Dataset records

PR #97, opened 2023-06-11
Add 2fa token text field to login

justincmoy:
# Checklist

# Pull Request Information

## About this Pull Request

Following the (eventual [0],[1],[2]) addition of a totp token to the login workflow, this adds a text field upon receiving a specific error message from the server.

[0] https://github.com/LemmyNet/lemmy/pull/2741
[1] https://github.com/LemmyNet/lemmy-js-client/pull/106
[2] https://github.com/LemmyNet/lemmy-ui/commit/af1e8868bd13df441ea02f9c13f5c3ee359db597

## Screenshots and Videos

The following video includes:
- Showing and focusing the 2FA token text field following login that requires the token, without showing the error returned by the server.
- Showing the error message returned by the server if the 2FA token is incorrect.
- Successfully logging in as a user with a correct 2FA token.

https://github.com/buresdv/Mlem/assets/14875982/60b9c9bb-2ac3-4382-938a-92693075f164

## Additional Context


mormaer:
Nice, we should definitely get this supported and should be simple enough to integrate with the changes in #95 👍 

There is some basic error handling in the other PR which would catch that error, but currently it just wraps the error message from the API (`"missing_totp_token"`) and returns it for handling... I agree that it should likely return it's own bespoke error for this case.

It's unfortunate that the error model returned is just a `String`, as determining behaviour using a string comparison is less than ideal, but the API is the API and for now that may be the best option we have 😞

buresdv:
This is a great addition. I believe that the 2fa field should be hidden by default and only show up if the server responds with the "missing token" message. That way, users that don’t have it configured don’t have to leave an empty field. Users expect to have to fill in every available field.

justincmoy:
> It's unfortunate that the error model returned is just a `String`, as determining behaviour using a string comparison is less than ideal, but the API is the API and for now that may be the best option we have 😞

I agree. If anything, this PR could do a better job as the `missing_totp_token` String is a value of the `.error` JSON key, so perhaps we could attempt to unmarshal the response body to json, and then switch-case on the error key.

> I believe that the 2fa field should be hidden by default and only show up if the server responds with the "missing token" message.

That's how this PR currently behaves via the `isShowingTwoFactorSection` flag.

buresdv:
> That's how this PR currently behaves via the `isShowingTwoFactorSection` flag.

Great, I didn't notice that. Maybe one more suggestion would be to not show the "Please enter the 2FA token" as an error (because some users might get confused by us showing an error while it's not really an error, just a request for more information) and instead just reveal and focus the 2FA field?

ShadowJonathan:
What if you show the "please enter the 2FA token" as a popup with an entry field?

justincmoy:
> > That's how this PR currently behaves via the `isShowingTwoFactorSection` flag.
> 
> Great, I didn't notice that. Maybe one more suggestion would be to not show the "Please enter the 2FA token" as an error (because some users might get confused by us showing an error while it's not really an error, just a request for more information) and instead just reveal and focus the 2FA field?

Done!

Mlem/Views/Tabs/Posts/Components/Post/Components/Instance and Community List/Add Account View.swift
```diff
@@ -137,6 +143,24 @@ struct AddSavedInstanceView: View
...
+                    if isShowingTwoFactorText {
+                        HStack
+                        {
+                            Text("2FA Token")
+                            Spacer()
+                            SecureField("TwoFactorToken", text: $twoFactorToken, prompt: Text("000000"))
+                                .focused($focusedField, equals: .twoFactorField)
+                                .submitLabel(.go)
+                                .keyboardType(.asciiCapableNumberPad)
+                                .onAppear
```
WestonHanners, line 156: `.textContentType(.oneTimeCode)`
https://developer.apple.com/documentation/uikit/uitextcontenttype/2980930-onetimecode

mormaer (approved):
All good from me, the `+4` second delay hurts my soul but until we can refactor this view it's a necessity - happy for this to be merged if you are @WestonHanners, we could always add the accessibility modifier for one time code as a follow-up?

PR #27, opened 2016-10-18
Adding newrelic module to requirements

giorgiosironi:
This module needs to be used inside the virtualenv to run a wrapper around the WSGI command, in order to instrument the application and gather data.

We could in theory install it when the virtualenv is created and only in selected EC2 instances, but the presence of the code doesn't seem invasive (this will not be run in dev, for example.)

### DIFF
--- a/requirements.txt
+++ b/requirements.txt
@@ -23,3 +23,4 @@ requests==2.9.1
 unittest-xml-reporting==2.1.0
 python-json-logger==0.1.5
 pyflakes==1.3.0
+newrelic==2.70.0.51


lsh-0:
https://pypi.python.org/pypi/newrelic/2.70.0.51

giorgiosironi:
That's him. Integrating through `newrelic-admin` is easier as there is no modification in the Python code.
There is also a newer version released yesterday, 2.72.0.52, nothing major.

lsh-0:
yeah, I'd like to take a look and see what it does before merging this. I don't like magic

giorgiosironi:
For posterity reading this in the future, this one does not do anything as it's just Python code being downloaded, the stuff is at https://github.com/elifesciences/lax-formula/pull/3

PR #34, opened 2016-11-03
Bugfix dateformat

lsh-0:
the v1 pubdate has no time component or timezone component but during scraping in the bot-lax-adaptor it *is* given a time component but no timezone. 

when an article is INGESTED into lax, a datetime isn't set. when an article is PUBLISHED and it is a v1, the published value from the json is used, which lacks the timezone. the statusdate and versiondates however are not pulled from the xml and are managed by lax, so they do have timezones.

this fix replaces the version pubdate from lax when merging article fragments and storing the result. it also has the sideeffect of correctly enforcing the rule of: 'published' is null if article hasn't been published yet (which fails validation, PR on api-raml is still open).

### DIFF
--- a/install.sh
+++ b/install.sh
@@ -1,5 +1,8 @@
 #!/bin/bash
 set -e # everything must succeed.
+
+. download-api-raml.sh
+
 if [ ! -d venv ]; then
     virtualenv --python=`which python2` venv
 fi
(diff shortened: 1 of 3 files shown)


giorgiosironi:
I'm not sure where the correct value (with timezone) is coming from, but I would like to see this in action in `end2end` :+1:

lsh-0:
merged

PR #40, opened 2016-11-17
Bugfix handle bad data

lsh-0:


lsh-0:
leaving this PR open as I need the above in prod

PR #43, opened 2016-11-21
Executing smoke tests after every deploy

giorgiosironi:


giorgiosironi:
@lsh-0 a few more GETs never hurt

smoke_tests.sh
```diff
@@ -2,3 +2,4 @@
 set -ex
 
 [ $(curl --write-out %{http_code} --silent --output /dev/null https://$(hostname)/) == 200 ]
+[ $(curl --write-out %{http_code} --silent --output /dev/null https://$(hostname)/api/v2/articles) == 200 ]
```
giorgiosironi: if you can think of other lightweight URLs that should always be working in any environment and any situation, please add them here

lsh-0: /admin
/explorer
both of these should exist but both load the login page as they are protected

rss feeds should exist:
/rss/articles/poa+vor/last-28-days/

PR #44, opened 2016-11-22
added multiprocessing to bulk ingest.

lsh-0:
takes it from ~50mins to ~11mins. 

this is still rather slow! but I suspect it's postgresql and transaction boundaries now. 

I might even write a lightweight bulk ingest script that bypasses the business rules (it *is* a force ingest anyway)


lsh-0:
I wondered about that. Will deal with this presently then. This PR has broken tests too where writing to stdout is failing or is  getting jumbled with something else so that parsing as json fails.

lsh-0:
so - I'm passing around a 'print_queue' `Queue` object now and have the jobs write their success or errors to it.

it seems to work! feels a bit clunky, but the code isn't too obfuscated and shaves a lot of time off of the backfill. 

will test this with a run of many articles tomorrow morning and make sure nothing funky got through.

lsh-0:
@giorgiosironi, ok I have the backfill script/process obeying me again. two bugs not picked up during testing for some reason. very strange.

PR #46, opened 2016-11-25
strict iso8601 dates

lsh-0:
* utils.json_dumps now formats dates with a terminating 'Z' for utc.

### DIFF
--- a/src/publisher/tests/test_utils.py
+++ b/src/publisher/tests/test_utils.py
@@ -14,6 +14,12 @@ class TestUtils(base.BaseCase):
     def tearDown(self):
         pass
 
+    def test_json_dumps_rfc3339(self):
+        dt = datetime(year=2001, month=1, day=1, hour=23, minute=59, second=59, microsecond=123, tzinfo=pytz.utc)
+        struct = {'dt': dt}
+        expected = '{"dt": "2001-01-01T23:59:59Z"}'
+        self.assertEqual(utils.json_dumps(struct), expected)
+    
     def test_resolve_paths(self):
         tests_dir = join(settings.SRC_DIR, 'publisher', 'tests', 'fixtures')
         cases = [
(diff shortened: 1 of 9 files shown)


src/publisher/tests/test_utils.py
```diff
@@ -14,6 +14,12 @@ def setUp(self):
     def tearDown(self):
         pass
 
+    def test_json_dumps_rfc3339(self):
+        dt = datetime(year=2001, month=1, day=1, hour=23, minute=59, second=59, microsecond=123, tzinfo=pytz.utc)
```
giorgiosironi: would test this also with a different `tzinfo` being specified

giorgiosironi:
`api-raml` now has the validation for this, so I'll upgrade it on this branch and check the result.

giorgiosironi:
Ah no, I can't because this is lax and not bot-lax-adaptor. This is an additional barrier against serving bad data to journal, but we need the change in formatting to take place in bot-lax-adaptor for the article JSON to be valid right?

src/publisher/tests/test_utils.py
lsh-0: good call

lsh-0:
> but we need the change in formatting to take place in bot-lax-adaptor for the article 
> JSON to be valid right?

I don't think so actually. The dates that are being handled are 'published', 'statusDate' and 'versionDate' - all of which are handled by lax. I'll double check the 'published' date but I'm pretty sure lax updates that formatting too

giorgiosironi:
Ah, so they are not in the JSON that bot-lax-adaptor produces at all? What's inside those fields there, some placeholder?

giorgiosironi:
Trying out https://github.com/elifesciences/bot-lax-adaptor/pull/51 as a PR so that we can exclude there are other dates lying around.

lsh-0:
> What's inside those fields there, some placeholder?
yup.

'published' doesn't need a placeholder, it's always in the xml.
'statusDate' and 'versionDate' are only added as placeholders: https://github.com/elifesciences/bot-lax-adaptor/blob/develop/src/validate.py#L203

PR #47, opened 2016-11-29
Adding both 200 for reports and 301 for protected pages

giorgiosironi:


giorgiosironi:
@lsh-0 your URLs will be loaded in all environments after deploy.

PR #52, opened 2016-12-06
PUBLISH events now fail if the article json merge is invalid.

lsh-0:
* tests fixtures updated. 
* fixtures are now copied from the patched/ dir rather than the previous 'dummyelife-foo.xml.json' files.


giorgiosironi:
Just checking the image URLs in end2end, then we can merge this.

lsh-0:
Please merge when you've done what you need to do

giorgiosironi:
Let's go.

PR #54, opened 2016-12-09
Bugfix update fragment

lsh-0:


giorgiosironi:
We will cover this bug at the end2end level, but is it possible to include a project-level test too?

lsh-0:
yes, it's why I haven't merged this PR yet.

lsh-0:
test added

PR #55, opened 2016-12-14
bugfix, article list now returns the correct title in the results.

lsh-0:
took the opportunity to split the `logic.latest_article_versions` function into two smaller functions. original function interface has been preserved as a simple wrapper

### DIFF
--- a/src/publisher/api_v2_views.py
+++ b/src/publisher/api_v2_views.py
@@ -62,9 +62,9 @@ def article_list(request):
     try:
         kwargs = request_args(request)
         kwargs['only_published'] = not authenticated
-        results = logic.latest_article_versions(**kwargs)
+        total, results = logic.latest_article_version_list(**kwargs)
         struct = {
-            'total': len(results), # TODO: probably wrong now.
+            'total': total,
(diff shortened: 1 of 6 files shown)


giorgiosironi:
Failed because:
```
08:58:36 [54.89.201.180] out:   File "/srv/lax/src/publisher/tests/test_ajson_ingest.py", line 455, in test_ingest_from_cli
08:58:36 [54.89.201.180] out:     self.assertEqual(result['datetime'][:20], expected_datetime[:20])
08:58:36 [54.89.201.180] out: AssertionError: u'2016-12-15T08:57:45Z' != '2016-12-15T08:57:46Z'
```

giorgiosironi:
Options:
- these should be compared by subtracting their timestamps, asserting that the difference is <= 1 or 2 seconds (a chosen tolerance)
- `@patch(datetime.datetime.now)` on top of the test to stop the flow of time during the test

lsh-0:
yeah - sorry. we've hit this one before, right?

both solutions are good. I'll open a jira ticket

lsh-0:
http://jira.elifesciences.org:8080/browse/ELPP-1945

[Exercise aim]: Look at the records above. Copy every line where the string "jira" occurs.

[Written solution]:
both solutions are good. I'll open a jira ticket
http://jira.elifesciences.org:8080/browse/ELPP-1945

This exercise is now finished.